= IT Service Management Forum =

The IT Service Management Forum (itSMF) is an independent, international, not-for-profit organization of IT service management (ITSM) professionals worldwide. Around the operation of IT services the itSMF collects, develops and publishes best practices, supports education and training, discusses the development of ITSM tools, initiates advisory ideas about ITSM and holds conventions. The itSMF is concerned with promoting best practices in IT service management and has a strong interest in the international ISO/IEC 20000 standard. The itSMF publishes books covering various aspects of service management through a process of endorsing them as part of the itSMF Library.

==History==
With a growing number of national chapters a real international umbrella was needed. The itSMF International was created in 2004.
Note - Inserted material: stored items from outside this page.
PR #380, opened 2026-03-28
HDF5-2 compatibility - always link to hdf5 library

hmaarrfk:
In building for HDF5-2 compatibility at conda-forge, i found that globals like `H5_libinit_g` now need the library to be linked.

https://github.com/conda-forge/hdf5plugin-feedstock/pull/72

### DIFF
--- a/setup.py
+++ b/setup.py
@@ -682,7 +682,7 @@ class HDF5PluginExtension(Extension):
             self.export_symbols.append("init_filter")
         else:
             self.define_macros.append(("H5_BUILT_AS_DYNAMIC_LIB", None))
-            self.libraries.append("hdf5")
+        self.libraries.append("hdf5")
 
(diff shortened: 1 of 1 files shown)


t20100:
Thanks for the pushing the fix upstream!

`H5_BUILT_AS_DYNAMIC_LIB` macro may also need to be set, to be checked.

So far on Windows in was linking missing symbols to already loaded libs.

t20100:
Thanks for proposition this fix!

Digging into this issue, this PR fixes works well for conda-forge but is not appropriate when building a wheel of `hdf5plugin` since the hdf5 library is not known at compile time.

I'm closing this PR in favor of PR #391, which is expected to work both for building in conda-forge and building the wheels.

hmaarrfk:
thx for looking into this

==International organization and activities==
Typical activities in the national chapters were:
itSMF chapters were partner of conferences of other organizations (e.g. Gartner “Business Intelligence & Information Management Summit 2013” in Australia ). There were own studies or together with other, well known research organizations (e.g. “Drive Service Management Adjustments With Peer Comparisons” from the itSMF USA together with Forrester Research, Inc.)

==German chapters==
There were three books about “ITIL in the Public Sector” (“ITIL in der Öffentlichen Verwaltung”), “Organization Model for the IT in the Public Sector” (“Organizationsmodell für die IT in der Öffentlichen Verwaltung”)) and “Service Level Management in the Public Sector” (“Service Level Management in der Öffentlichen Verwaltung”)).

Annually in December the German chapter celebrates a two-day congress. Topics were provided in different formats with typical keynotes, four or five parallel user sessions, which presents three 20-minute-speeches in a row and a joint discussion, and some open world café discussions.

During the year typical two one day meetings were held – name itSMF Live! - with different, actual topics. A special event for the Public Sector is the event FIT-ÖV.

The chapter award since 2009 the ITSM project of the year. The first awarded project was “ITIL 2010” of the Federal Employment Agency (Bundesagentur für Arbeit, Germany).